The triple combination of boceprevir and the current treatments of pegylated-interfero n and ribavirin appeared to knock out the virus at double the rate of the standard drugs alone, according to researchers.
 
Among patients who had a rapid response to the combination therapy, the cure rate, or those in whom the virus remained undetectable after completing treatment, exceeded 80 percent, according to data to be presented at the American Association for the Study of Liver Diseases (AASLD) meeting in Boston. Boceprevir is in a race with Vertex Pharmaceuticals Inc's (VRTX.O) telaprevir to become the first of a next generation of antiviral hepatitis C medicines called protease inhibitors. Both appear to be highly promising advances in the treatment of the serious liver disease based on early clinical results. "The next decade for hepatitis C not only holds substantial promise for those who have not been treated, but those who have already been treated with standard of care also look like they are going to derive substantial benefits from this new generation of therapies," Dr Paul Kwo, lead investigator of the boceprevir study, said in an interview.
 
The 595-patient boceprevir study was designed to test the triple combination in a response guided therapy.

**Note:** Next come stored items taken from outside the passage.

PR #2997, opened 2026-02-15
Feat/support allure reporter

vfadc:
## Proposed changes

[Allure](https://allurereport.org/) is a widely used test reporting format, and this change adds support for generating Allure results in maestro:
- supports `--format allure` output
- exports artifacts as Allure attachments (`image/png`, `video/mp4`)
- includes screenshot diff artifact on visual mismatch
- maps Maestro metadata into Allure [labels](https://allurereport.org/docs/how-it-works-test-result-file/#labels) (`framework`, `suite`, `host`, `tag`, flow, properties)

## Testing

Tested locally on `e2e/workspaces/demo_app` by running `e2e/run_tests` with Allure output enabled (added Allure reporter flag in `e2e/run_tests` (`--format allure`))

  Repro steps:
  ```bash
  cd e2e
  ./run_tests android
  allure serve allure-results
```

Verified:
  - Allure result files are generated
  - attachments are present in report
  - image attachments are correct (regular screenshots + screenshot diff)
  - video attachment is present and playable (`video/mp4`)
  - labels are populated correctly in Allure
  - parallel execution is handled correctly, and test timelines are formed/rendered correctly in Allure
Screenshot 2026-02-15 at 18 39 10
Screenshot 2026-02-15 at 18 32 22
Screenshot 2026-02-15 at 18 32 59
Screenshot 2026-02-15 at 18 33 15

  ## Allure docs

  - https://allurereport.org/docs/install/
  - https://allurereport.org/docs/v2/generate-report/
  - https://allurereport.org/docs/how-it-works-test-result-file/#labels

### DIFF
--- a/maestro-cli/src/main/java/maestro/cli/report/AllureTestSuiteReporter.kt
+++ b/maestro-cli/src/main/java/maestro/cli/report/AllureTestSuiteReporter.kt
@@ -63,7 +63,7 @@ class AllureTestSuiteReporter(
                 val testResult = TestResult()
                     .setUuid(uuid)
                     .setName(flow.name)
-                    .setFullName(buildFullName(suite, flow))
+                    .setFullName(buildFullName(flow))
                     .setHistoryId(buildHistoryId(flow))
                     .setStatus(mapFlowStatus(flow.status))
                     .setLabels(buildLabels(suite, flow))
@@ -120,11 +120,8 @@ class AllureTestSuiteReporter(
         }
     }
 
-    private fun buildFullName(
-        suite: TestExecutionSummary.SuiteResult,
-        flow: TestExecutionSummary.FlowResult,
-    ): String {
-        val suitePart = testSuiteName ?: suite.deviceName ?: "maestro"
+    private fun buildFullName(flow: TestExecutionSummary.FlowResult): String {
+        val suitePart = testSuiteName ?: "maestro"
         return "$suitePart#${flow.name}"
     }
 
@@ -141,7 +138,6 @@ class AllureTestSuiteReporter(
         val labels = mutableListOf<Label>()
 
         labels.add(Label().setName("framework").setValue("maestro"))
-
         if (testSuiteName != null) {
             labels.add(Label().setName("suite").setValue(testSuiteName))
         }
--- a/maestro-cli/src/main/java/maestro/cli/report/AllureTestSuiteReporter.kt
+++ b/maestro-cli/src/main/java/maestro/cli/report/AllureTestSuiteReporter.kt
@@ -1,0 +1,188 @@
+package maestro.cli.report
+
+import io.qameta.allure.AllureLifecycle
+import io.qameta.allure.FileSystemResultsWriter
+import io.qameta.allure.model.Attachment
+import io.qameta.allure.model.Label
+import io.qameta.allure.model.Parameter
+import io.qameta.allure.model.Status
+import io.qameta.allure.model.StatusDetails
+import io.qameta.allure.model.StepResult
+import io.qameta.allure.model.TestResult
+import io.qameta.allure.util.ResultsUtils
+import maestro.cli.CliError
+import maestro.cli.model.FlowStatus
+import maestro.cli.model.TestExecutionSummary
+import java.io.File
+import java.nio.file.Files
+import java.util.UUID
+
+class AllureTestSuiteReporter(
+    private val outputDir: File,
+    private val testSuiteName: String?,
+) : TestSuiteReporter {
+
+    companion object {
+        fun from(output: File?, testSuiteName: String?): AllureTestSuiteReporter {
+            return AllureTestSuiteReporter(
+                outputDir = resolveOutputDir(output),
+                testSuiteName = testSuiteName,
+            )
+        }
+
+        private fun resolveOutputDir(output: File?): File {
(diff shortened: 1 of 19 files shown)

### CODE REVIEW

**Comment by vfadc** [comment]
@Fishbowler Can I get a review on this?)

**Comment by Fishbowler** [comment]
Have you tested that the non-Allure outputs are still operational, given the changes?

File: maestro-cli/src/test/kotlin/maestro/cli/report/TestSuiteReporterTest.kt [hunk 1]
```diff
@@ -130,22 +133,26 @@ abstract class TestSuiteReporterTest {
...
-                                duration = "2.0s"
+                                durationMs = 2000,
+                                startTime = nowPlus1.toInstant().toEpochMilli() + 3500,
                             ),
                             TestExecutionSummary.StepResult(
                                 description = "4. Assert visible",
                                 status = "SKIPPED",
-                                duration = "0ms"
+                                durationMs = 0,
+                                startTime = nowPlus1.toInstant().toEpochMilli() + 5500,
```
Fishbowler: For maintenance purposes, should it be more obvious where these numbers are coming from?

maestro-cli/src/main/java/maestro/cli/runner/TestSuiteInteractor.kt
```diff
@@ -30,6 +28,7 @@ import kotlin.time.Duration.Companion.seconds
 import maestro.cli.util.ScreenshotUtils
 import maestro.orchestra.util.Env.withDefaultEnvVars
 import maestro.orchestra.util.Env.withInjectedShellEnvVars
+import java.util.Locale
```
Fishbowler: Is this used?

maestro-cli/src/main/java/maestro/cli/report/ReporterFactory.kt
```diff
@@ -1,16 +1,39 @@
...
-import okio.BufferedSink
+import okio.sink
+import java.io.File
 
 object ReporterFactory {
 
-    fun buildReporter(format: ReportFormat, testSuiteName: String?): TestSuiteReporter {
+    private const val DEFAULT_JUNIT_OUTPUT_FILE = "report.xml"
+    private const val DEFAULT_HTML_OUTPUT_FILE = "report.html"
+    private const val DEFAULT_ALLURE_OUTPUT_DIR = "allure-results"
```
Fishbowler, line 10: Have these moved from somewhere I've not spotted, or are they declared elsewhere in the codebase too?

vfadc:
Tested `JUNIT`, `HTML`, and `HTML_DETAILED` manually, and the existing test suite passes as well. `NOOP` has no output.

maestro-cli/src/main/java/maestro/cli/report/ReporterFactory.kt
vfadc: New constants, not moved from anywhere. The old code built the filename dynamically, extensions were in `ReportFormat.fileExtension (.xml, .html)` and combined as `File("report$extension")` in `TestCommand`. I removed fileExtension from the enum when adding Allure (which outputs a directory, not a file) and made the defaults explicit constants in `ReporterFactory` instead.

maestro-cli/src/test/kotlin/maestro/cli/report/TestSuiteReporterTest.kt
vfadc: Reworked into named variables

maestro-cli/src/main/java/maestro/cli/runner/TestSuiteInteractor.kt
vfadc: removed

maestro-cli/src/main/java/maestro/cli/report/AllureTestSuiteReporter.kt
```diff
@@ -0,0 +1,184 @@
...
+        flow.properties?.forEach { (key, value) ->
+            labels.add(Label().setName(key).setValue(value))
+        }
+
+        return labels
+    }
+
+    private fun buildParameters(env: Map<String, String>): List<Parameter> {
+        return env.map { (key, value) ->
+            Parameter().setName(key).setValue(value)
```
aprokofjev-mwb: I would prefer to mask values with sensitive keys.
```
private fun maskSensitiveValue(key: String, value: String): String {
        val sensitiveKeywords = listOf(
            "password", "pwd", "secret", "token", "key", "auth",
            "credential", "apikey", "api_key", "private"
        )

        val isSensitive = sensitiveKeywords.any { keyword ->
            key.lowercase().contains(keyword)
        }

        return if (isSensitive) "***MASKED***" else value
    }
```

vfadc:
@Fishbowler  re-review, please

sdillon1224:
commenting to follow progress 👀

dmitriishabalin:
Is there anything we can do to help make this happen?

Fishbowler:
I don't think additional report formats is the way we're gonna choose to take Maestro. Instead, what we'd like to do is create a intermediate format (JUnit or JSON) that enables anyone to create any report format that they need.

I think that Allure would make a great test case to ensure that we've got the right details in something like that. Would you be open to collaborating on that?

The idea is to enable physicians to tailor duration of therapy -- either 28 or 48 weeks -- based on a patient's early response to treatment, and to help cut the risk of developing resistance to the drug. All patients in the the study received the standard drugs for four weeks before adding boceprevir, which is given three time a day, in order to determine the level of response to the current drugs before the triple combination therapy began.
 
Among the null responders, 25 percent of patients who received 28 weeks of therapy achieved sustained viral response (SVR), while 55 percent who were treated for 48 weeks reached sustained viral response.
 
The percentage of patients in whom the virus is undetectable at least 24 weeks after completing treatment yields the critical measure known as sustained viral response, or SVR, which is tantamount to a cure.
 
The 55 percent response was impressive, Kwo said, because "these are the individuals who are the most difficult to treat in our clinics."
 
Among patients who had a rapid viral response -- defined as the virus being cleared after the initial four-week lead-in treatment plus four weeks on the triple combination -- there was an 82 percent SVR rate after completing a 28-week regimen.
 
Patients who did not have a rapid viral response but reached undetectable virus levels by trea tment week 16 (up to 12 weeks of therapy including boceprevir) had a 79 percent SVR rate after completing a 48-week regimen. By comparison, those who received only the standard drugs for 48 weeks had a 38 percent SVR rate.
 
The ability to successfully treat patients for 28 weeks rather than 48 would be a huge advantage as current drugs can be difficult to tolerate and often lead to flu-like symptoms for the duration of the treatment period.
 
The most common adverse events in patients receiving boceprevir were fatigue, anemia, nausea and headache. While anemia occurred in about half the patients, incidence of discontinuation due to anemia was "extremely low," Kwo said.